Look over the lines below. Report each one that includes the string "package".
■ ■ ■ ■ ■ ■ ■
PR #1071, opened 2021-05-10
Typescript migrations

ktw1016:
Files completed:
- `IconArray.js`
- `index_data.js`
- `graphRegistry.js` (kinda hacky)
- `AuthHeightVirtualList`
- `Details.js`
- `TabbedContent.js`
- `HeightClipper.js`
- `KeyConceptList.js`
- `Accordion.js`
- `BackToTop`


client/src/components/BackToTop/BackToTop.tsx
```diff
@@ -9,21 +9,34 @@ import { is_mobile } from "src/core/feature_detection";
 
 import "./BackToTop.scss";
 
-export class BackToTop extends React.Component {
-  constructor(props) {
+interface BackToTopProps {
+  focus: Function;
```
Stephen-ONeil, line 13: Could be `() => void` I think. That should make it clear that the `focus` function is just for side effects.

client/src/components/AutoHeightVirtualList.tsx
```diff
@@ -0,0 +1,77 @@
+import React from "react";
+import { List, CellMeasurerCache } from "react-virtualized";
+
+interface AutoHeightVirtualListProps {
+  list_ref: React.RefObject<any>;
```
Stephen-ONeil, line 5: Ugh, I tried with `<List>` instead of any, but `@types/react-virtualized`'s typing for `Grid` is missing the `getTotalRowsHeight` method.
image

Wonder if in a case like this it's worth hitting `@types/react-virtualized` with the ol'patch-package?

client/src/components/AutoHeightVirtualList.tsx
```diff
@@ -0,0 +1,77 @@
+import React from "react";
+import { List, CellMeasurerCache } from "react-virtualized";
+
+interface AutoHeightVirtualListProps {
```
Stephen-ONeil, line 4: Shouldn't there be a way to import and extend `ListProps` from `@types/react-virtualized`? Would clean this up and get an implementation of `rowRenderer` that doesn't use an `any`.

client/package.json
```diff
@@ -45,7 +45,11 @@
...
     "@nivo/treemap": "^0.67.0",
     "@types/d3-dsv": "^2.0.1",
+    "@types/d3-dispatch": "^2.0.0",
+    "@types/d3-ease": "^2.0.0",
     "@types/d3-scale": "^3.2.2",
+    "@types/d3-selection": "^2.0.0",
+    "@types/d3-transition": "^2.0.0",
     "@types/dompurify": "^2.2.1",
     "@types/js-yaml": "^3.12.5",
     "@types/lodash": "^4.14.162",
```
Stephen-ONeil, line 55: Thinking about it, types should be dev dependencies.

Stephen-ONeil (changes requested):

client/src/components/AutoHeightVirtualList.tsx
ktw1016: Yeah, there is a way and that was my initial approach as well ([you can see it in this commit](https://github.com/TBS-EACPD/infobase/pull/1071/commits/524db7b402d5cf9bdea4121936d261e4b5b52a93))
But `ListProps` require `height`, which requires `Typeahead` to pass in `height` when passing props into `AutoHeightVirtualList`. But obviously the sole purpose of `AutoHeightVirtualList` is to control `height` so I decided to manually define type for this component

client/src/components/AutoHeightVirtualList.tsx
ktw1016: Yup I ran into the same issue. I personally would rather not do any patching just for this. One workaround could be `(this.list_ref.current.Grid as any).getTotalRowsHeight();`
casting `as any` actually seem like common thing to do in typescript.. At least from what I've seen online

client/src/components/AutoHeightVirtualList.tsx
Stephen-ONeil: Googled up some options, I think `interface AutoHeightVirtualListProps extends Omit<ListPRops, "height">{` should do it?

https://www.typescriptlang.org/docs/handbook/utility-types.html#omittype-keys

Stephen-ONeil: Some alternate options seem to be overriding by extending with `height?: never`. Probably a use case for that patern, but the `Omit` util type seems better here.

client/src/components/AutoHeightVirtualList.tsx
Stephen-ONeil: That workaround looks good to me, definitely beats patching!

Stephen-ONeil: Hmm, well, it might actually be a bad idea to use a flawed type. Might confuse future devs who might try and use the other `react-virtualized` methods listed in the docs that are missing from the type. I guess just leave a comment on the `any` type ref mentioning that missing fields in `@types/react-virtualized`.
■ ■ ■ ■ ■ ■ ■
Problem solution:
Wonder if in a case like this it's worth hitting `@types/react-virtualized` with the ol'patch-package?
client/package.json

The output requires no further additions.